Lecture 22 Flashcards
what are Single Nucleotide Polymorphisms (SNP’s) and what are the 3 types of variants that can occur in them?
the small differences in a single nucleotide in an organism that are responsible for all genetic variation within a species
neutral, pathogenic, or predisposing SNP’s can occur
What are restriction endonucleases and what do they do?
enzymes isolated from bacteria that cut DNA at specific sites
How is agarose gel electrophoresis different from the electrophoresis that is used in SDS-PAGE?
the DNA is already charged in Agarose gel electrophoresis (it is neutralized prior to electrophoresis in SDS-PAGE)
What does DNA ligase do? how can you make this process occur more easily?
it “glues” DNA fragments together
if the ends being joined are compatible sequences, this process does not require DNA polymerase to fill in the “Staggered edge” and the process is much more easily completed
what is a key organism used when cloning genes? what role does it play?
bacteria
the DNA fragement that is to be cloned is added (via restriction nuclease and ligase) to the bacterial genome and the bacteria’s quick replication clones the fragment along with the rest of it’s DNA
list and compare the 2 types of DNA libraries. be sure to include the enzymes that each type uses.
Genomic libraries: includes exons AND introns
uses restriction nuclease
cDNA libraries: includes only introns (coding regions)
uses reverse transcriptase to produce cDNA copies of mRNA’s
What is PCR used for? what do you need to know before you use this technique?
to amplifiy isolated DNA regions
the sequence of the gene (otherwise you cannot ID which DNA fragment you want, out of all of the other fragments)
What 5 things do you need in order to conduct a PCR?

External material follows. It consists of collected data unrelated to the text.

PR #8599, opened 2026-05-08
fix warnings on ui server startup

petemoore:
Reduces some of the noise on ui server startup.

### DIFF
--- a/ui/src/views/Quickstart/index.jsx
+++ b/ui/src/views/Quickstart/index.jsx
@@ -485,7 +485,7 @@ export default class QuickStart extends Component {
                 onChange={this.handleInputChange}
                 fullWidth
                 multiline
-                rows={3}
+                minRows={3}
                 value={taskDescription}
               />
             </ListItem>
@@ -646,7 +646,7 @@ export default class QuickStart extends Component {
           <Button
             spanProps={{ className: classes.resetButtonSpan }}
             tooltipProps={{ title: 'Reset Form & File' }}
-            variant="round"
+            variant="circular"
             onClick={this.handleReset}
             color="secondary">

a Double stranded DNA sample
Primers (oligos)
Heat-stable DNA polymerase
Deoxyribonucleotides (dNTPS)
a Thermocycler
describe the step by step process of PCR
put dsDNA sample under high temp. to denature/separate the dsDNA strands
add your handpicked primers that flank the 2 ends of the DNA fragment you wish to replicate
once the primers anneal to the DNA, add all 4 types of deoxy Nucleotide Triphosphates (dNTPS)
Once the dNTPS’s are added, the Taq Poleymerase can synthesize copies of the DNA
Why is a thermocycler useful for PCR and how do you know how many DNA copies each round of PCR will yield?
thermocyclers can be set to heat and cool over and over for however many cycles are needed
even if you start with just one copy of the DNA, the more cycles you conduct, the more Copies are made (almost exponentially higher as you perform more and more cycles)
What is the advantage and disadvantages of PCR?
advantage: you can make a lot of DNA copies using a very small initial sample
Disadvantage: you must know the sequence of the gene, the process is error-prone, and if the sample is a contaminated DNA sample then the copies will also be contaminated (they are clones duh)
State an example of PCR being used to diagnose a disease. how does this work?
PCR can help diagnose HIV by amplifying the HIV particle in a sample of an infected patient’s blood to the point where it can be visualized via gel electrophoresis
What is quantitative PCR? how does it work?
PCR that uses a “probe” (usually a flourescent tag) to identify the copy number of a specific gene in 2 or more samples at a time
it uses a probe, in addition to the normal PCR process, that fluoresces each time the PCR cycle is complete
what makes quantitative PCR useful?
it can detect levels of an infective agent
it can determine level of gene expression (can be used to ID cancer activity in a sample)
what is the probe that is usually used for quantitative PCR?
a complementary oligo with a fluorescent tag.